Senza nessuna pretesa di sistematicità, ma con la massima onestà intellettuale, il curatore, che da sempre ricerca la libertà di pensiero, ogni settimana propone al lettore, partendo da frasi di autori e filosofi, “tracce per itinerari alternativi”. Per quanto sia possibile a chiunque, in quanto figlio del proprio pensiero.

“Conterò poco, è vero: – diceva l’Uno ar Zero – ma tu che vali? Gnente: propio gnente. Sia nel’azzione come ner pensiero rimani un coso voto e inconcrudente”. Così scriveva l’arguto iconoclasta Salustri nel 1944 in una non mai sufficientemente meditata poesia dal titolo “Nummeri”. Precisiamo che non si tratta di un errore ortografico mio o del poeta e nemmeno di un refuso dell’editore, il titolo conserva l’anomala doppia della calata romana, si sa che a Roma “guera e tera co’ na ere che si no è erore” e per compensare si abbonda nel sostantivo che funge da titolo alla poesia alla quale faccio riferimento.

Suppongo sia facilmente intuibile che il poeta non aveva alcuna intenzione di speculare intorno al valore dell’Uno e dello Zero, non era un matematico nè un antesignano del sistema binario, piuttosto un attento fustigatore della mediocrità diffusa già allora e, ahimé, già prima ed ancor più oggi, fra le maglie della nostra società.
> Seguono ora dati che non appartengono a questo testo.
PR #338, opened 2020-04-09
connectionstring lowercase for kubernetes

jkotalik:
Ran into during verification. connectionString vs connectionstring in kubernetes.

If we prefer connectionString, I can change the other place instead.

### DIFF
--- a/src/Microsoft.Tye.Core/KubernetesManifestGenerator.cs
+++ b/src/Microsoft.Tye.Core/KubernetesManifestGenerator.cs
@@ -229,7 +229,7 @@ namespace Microsoft.Tye
                                             { "secretKeyRef", new YamlMappingNode()
                                                 {
                                                     { "name", new YamlScalarNode(binding.Name) { Style = ScalarStyle.SingleQuoted } },
-                                                    { "key", new YamlScalarNode("connectionString") { Style = ScalarStyle.SingleQuoted } },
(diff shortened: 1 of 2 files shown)


jkotalik:
I've verified this fix works, need confirmation on what syntax you prefer for connectionString and connectionstring and will update tests.

src/Microsoft.Tye.Core/KubernetesManifestGenerator.cs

L’Uno e lo Zero stanno ad indicare il valore dei due ipotetici interlocutori: l’Uno, che oggettivamente vale ben poco, si consola confrontandosi con lo Zero che addirittura non vale nulla sia in ciò che fa sia in ciò che pensa. È possibile confermare la sintesi operata dal poeta osservando il comportamento di un capo ufficio, di un impiegato ad uno sportello, di un controllore del bus e non vado oltre. Ma il significato della sua satira oggi, così mi sembra, rischia di essere travisato e tale fraintendimento è utile per comprendere un triste aspetto del nostro tempo.

Sono convinto che come Zero oggi si consideri una persona che non ha avuto successo, senza soldi o lavoro, ma, ancor più tristemente, una che non è mai andata nemmeno a fare da pubblico in qualche demenziale talk show o che non abbia partecipato ad un quiz o ad una qualsiasi puntata di qualsivoglia amenità che l’abbia fatta assurgere, almeno per qualche istante, agli onori della fama televisiva. Certo, sempre meglio del folle che va a sparare in una scuola per comparire in un telegiornale o su una prima pagina di un quotidiano, ma non esageriamo, non siamo al livello degli Stati Uniti d’America, almeno, non ancora.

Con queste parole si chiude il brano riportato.